Dicen que las células de la esponja no están unidas por nada y sin embargo la
esponja está unida: eso dicen, eso recuerdo porque dicen que si se rasga violentamente a
la esponja, la esponja hecha trizas vuelve a unirse, nunca pierde su unidad, busca la
manera de agregar otra vez sus células dispersas, nunca muere, ah, nunca muere.
—Esa mañana lo esperaba con alegría. Cruzamos el río a caballo.
—Lo dominaste y me lo arrancaste.
Se pone de pie entre las voces indignadas de las mujeres y las toma del brazo y yo
sigo pensando en el carpintero y luego en su hijo y en lo que nos hubiéramos evitado si
lo dejan suelto con sus doce agentes de relaciones públicas, suelto como una cabra,
viviendo del cuento de los milagros, sacando las comidas gratis, las camas gratis y
compartidas para los curanderos sagrados, hasta que la vejez y el olvido lo derrotaran y
Catalina y Teresa y Gerardo se sientan en los sillones al fondo de la recámara. ¿Cuánto
tardarán en traer un cura, apresurar mi muerte, arrancarme confesiones? Ah, quisieran
saber. Cómo me voy a divertir. Cómo cómo. Tú, Catalina, serías capaz de decirme lo
que nunca me dijiste con tal de ablandarme y saber eso. Ah, pero yo sé lo que tú
quisieras saber. Y el rostro afilado de tu hija no lo oculta. No tardará en aparecer por
aquí ese pobre diablo a inquirir, a lagrimear, a ver si al fin puede disfrutar de todo esto.

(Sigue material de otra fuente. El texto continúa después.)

Issue #7488, opened 2023-09-13
Update webdriverio and remove selenium-standalone package


rachel-fenichel:
[As of  v8.14.0](https://webdriver.io/blog/2023/07/31/driver-management) webdriverio handles drivers internally. That means we will be able to get rid of `selenium-standalone` and `@wdio/selenium-standalone-service` once we update.

Issue #7494, opened 2023-09-16
Flaky test: children connected to statement inputs are disabled when the parent is disabled.


rachel-fenichel:
### Check for duplicates

- [X] I have searched for similar issues before opening a new one.

### Description

One of the browser tests is flaky in a way that suggests a race condition.

The test is: 
```
test(
    'children connected to statement inputs are disabled when the ' +
      'parent is disabled',
    async function () {
      const parent = await dragBlockTypeFromFlyout(
        this.browser,
        'Logic',
        'controls_if',
        10,
        10,
      );
      const child = await dragBlockTypeFromFlyout(
        this.browser,
        'Logic',
        'controls_if',
        110,
        110,
      );
      await connect(this.browser, child, 'PREVIOUS', parent, 'DO0');

      await contextMenuSelect(this.browser, parent, 'Disable Block');

      chai.assert.isTrue(await getIsDisabled(this.browser, child.id));
    },
  );

```

`contextMenuSelect` calls `clickBlock`, which causes this code to run:

```
  // In the test context, get the Webdriverio Element that we've identified.
  const elem = await browser.$(`#${findableId}`);
  await elem.click(clickOptions);
```

In some situations the right-click on the parent block silently fails. Then the test fails because the `Disable Block` option was not found.

Adding a `waitForExist` after clicking the block makes the flakiness go away for me but not for @NeilFraser (at last check). Running the tests with the browser log level set to anything above `warn` makes the flakiness go away for me. So does adding a `console.log` to print the clickable element after finding it but before clicking it. 

The combination of the three previous items makes me suspect a race condition. I have not been able to figure out why it occurs only in this case.

The [webdriverio click documentation](https://webdriver.io/docs/api/element/click) says "This issues a WebDriver click command for the selected element , which generally scrolls to and then clicks the selected element when no options are passed. When options object is passed it uses action class instead of webdriver click which give added capabilities like passing button type, coordinates etc. By default, when using options a release action command is send after performing the click action, pass option.skipRelease=true to skip this action."

In this code we are passing `{button: 2}` as an options object to `click`, so it's running a sequence of [actions](https://webdriver.io/docs/api/browser/action) instead of webdriver click. I have not tested passing `option.skipRelease=true` and then manually releasing the action. That's next on my debug list, but I don't see why that would fix it.

There are three tests in this suite, all of which have the same structure. Only this test regularly fails. On computers where it fails, changing the order of the tests or using `.only` to only run this test do not change the result.

### Reproduction steps

[...]

PR #7500, opened 2023-09-18
chore(deps): update webdriverio to 8.16 and remove selenium-standalone

rachel-fenichel:
## The basics

### Resolves

Fixes https://github.com/google/blockly/issues/7488

### Proposed Changes

- Update `webdriverio` from `v8.0.5` to `v8.16.7`
- Remove dependency on `@wdio/selenium-standalone-service`
- Remove dependency on `selenium-standalone`
- Remove `services: [['selenium-standalone']]` stanza from all webdriver test setup files
  - This code is duplicated in several different tests, but changing that is out of scope for this PR
- Remove `tests/scripts/selenium-config.js` because webdriverio is now in charge of downloading or finding the drivers
- Remove `tests/scripts/setup_osx_env.sh` because it just specified the location of chrome, which we no longer need
  - We actually aren't running tests on os X anyway (https://github.com/google/blockly/issues/2114).
- Add some `Math.round` calls to deal with non-integer pixel values.
  - Required because webdriverio got stricter and I missed pulling it into https://github.com/google/blockly/pull/7493

### Reason for Changes

[As of v8.14](https://webdriver.io/blog/2023/07/31/driver-management), webdriverio is in charge of finding, downloading, and setting up browser drivers.

### Test Coverage

Tested locally by building and running tests, and remotely by pushing it up to github and making sure all actions complete. I also ran `npm run test:browser` locally.

https://github.com/google/blockly/issues/7494 still applies sometimes

### Additional Information

One open question: which version of chrome should we test on? Which version of firefox?

https://webdriver.io/blog#say-goodbye-to-driver-services

Currently we aren't specifying the version. I could drop in stable to make it regularly update, or pin to a specific version to force consistency.


tests/browser/test/test_setup.js
```diff
@@ -367,8 +366,8 @@ async function connect(
   );
 
   const delta = {
-    x: targetLocation.x - draggedLocation.x,
-    y: targetLocation.y - draggedLocation.y,
+    x: Math.round(targetLocation.x - draggedLocation.x),
+    y: Math.round(targetLocation.y - draggedLocation.y),
```
cpcallen, line 370: Can you add an explanation for this change to the PR description please?  It seems unrelated to the config changes but… is needed to get certain tests to pass in certain circumstances?

cpcallen (approved):
> One open question: which version of chrome should we test on? Which version of firefox?
> 
> Currently we aren't specifying the version. I could drop in stable to make it regularly update, or pin to a specific version to force consistency.

* What is the effect of not specifying—does it just use whatever version one happens to have installed?  Since that was AFAIK what was happening before that seems reasonable for now.
* I think using a tag like `stable` is preferable to pinning to a particular version that will become increasingly obsolete (or create work for us to keep bumping).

Ah, qué mal me conocen. ¿Creen que una fortuna así se dilapida entre tres farsantes,
entre tres murciélagos que ni siquiera saben volar? Tres murciélagos sin alas: tres
ratones. Que me desprecian. Sí. Que no pueden evitar el odio de los limosneros. Que
detestan las pieles que las cubren, las casas que habitan, las joyas que lucen, porque yo
se las he dado. No, no me toquen ahora...
—Déjenme...
—Es que ha venido Gerardo... Gerardito... tu yerno... míralo.
—Ah, el pobre diablo...
—Don Artemio...
—Mamá, no aguanto, ¡no aguanto no aguanto!
—Está enfermo...
—Bah, ya me levantaré, ya verán...
—Te dije que se estaba haciendo.
—Déjalo descansar.
—¡Te digo que se está haciendo! Fingiendo como siempre para burlarse de nosotros
como siempre como siempre.
—No no, el médico dice...
—Qué sabe el médico. Yo lo conozco mejor. Es otra burla.
—¡No digas nada!
No digas nada. Ese aceite. Me untan ese aceite en los labios. En los párpados. En las
ventanas nasales. No saben lo que costó. Ellas no tuvieron que decidir. En las manos.